4. Improvement in Infrastructure

The introduction of the industrialisation policy in India helped in the development of better infrastructure facilities like power generation, railways, etc., that were important for the further development of the Indian economy.

5. Generation of Foreign Exchange

The industrialisation policy helped increase the rate of earning foreign exchange as the demand for industrial goods in the international market was much higher as compared to that for agricultural goods.

Classification of Industries

Classification of Industries

 

According to the Industrial Policy Revolution, 1956, the industrial sector was divided into 3 categories:

1. Schedule ‘A’ Industries or Government Enterprises

In the scheduled category ‘A’ there are 17 industries. These industries are reserved for the public sector and are of basic and strategic importance. These are: a) Defense equipment, arms, and ammunitions; b) Atomic energy; c) Heavy plants and machinery; d) Heavy casting and forging of iron and steel; e) Iron and Steel; f) required for basic industries; g) Heavy electrical plants; h) Coal and Lignite; i) Mineral Oils; j) Mining of iron ore, manganese ore, gypsum, sulphur, gold, and diamond; k) Minerals for atomic energy; l) Mining and processing of copper; m) Aircraft; n) Air transport; o) Railway transport; p) Ship-building; q) Telephones and telephone cables.

2. Schedule ‘B’ Industries or Mixed Enterprises

The Schedule ‘B’ category includes 12 industries.
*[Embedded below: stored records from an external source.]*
Issue #519, opened 2017-02-25
Responsive styles


katrin-k:
Check styles for phone, tablet and mega-screens.

sareg0:
We took a quick look, and spotted some good first candidates for fixing up

- navigation needs to have some sort of mobile friendly menu
- better stacking on most pages, so that content is visible and/or not squished

Some examples below

<img width="291" alt="screen shot 2017-03-21 at 19 49 24" src="https://cloud.githubusercontent.com/assets/1307818/24165022/a26ea7f4-0e6f-11e7-9d29-0fe9f8f9b677.png">

<img width="290" alt="screen shot 2017-03-21 at 19 51 45" src="https://cloud.githubusercontent.com/assets/1307818/24165090/d9043a18-0e6f-11e7-8ce4-d20bc6ab9c2b.png">

PR #569, opened 2017-11-07
fix mobile header

lislis:
part of #519 

screenshot-2017-11-7 rorganize it find a rails girls study group 2

Logo, main-nav and profile-nav are now visible and usable on every screen size


app/views/layouts/application.html.erb
```diff
@@ -5,14 +5,13 @@
   <title>RoRganize.it | Find a Rails Girls Study Group</title>
   <%=  stylesheet_link_tag (params[:redesign] ?  'redesign' :  'application'), media: "all" %>
   <%= csrf_meta_tags %>
-  <link href='//fonts.googleapis.com/css?family=Pacifico' rel='stylesheet' type='text/css'>
```
sareg0: Nice!

app/views/layouts/application.html.erb
```diff
@@ -5,14 +5,13 @@
   <title>RoRganize.it | Find a Rails Girls Study Group</title>
   <%=  stylesheet_link_tag (params[:redesign] ?  'redesign' :  'application'), media: "all" %>
```
sareg0: Do you think we can also get rid of this? We can start a new issue for it, so as not to bloat this one.

sareg0:
Thanks soooo much for this. Since there is a fair bit of re-organization of the files, could you point out the fixes that solve the particular UI issues?

app/views/layouts/application.html.erb
lislis: Ah, good catch! I can definitely remove that

app/assets/stylesheets/custom/_nav.scss
```diff
@@ -0,0 +1,154 @@
+// Header + Navigation
+
+$navbar-height-reduced: 78px; // some weirdness on smaller screens
+
+nav.navbar {
```
lislis: @sareg0 most things happen here. I changed the flex-order of the elements that appear in the header to better fit smaller screens. Some elements were also hidden on mobile devices which are now always visible

lislis:
@sareg0 sure thing! I left a comment in the files :)

sareg0:
LGTM

PR #573, opened 2017-11-14
change thumb size for groups index, fixes #466

### LINKED ISSUE #466: Thumbnails on groups#index have the wrong size

lislis:


til:
Thanks for fixing this year-old issue!

lislis:
high five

These industries are owned by the states which will generally take the initiative in establishing new undertakings. These industries also give private enterprises a chance to flourish. Industries included under this schedule are: a) All minerals (except minor minerals); b) Aluminum and other non-ferrous metals (not included in Schedule ‘A’); c) Machine tools; d) Ferro alloys and tool steels; e) Basic and intermediate products required by chemical industries (like drugs, dye, and plastics); f) Antibiotics and other essential drugs; g) Fertilizers; h) Synthetic rubber; i) Carbonization of coal; j) Chemical pulp; k) Road transport; l) Sea transport.

3. Schedule ‘C’ Industries or Private Enterprises

All the industries that have not been included in Schedule ‘A’ and Schedule ‘B’ are included in the Schedule ‘C’ category. The development and establishment of the industries in this category had been left to the initiatives taken by the private sector.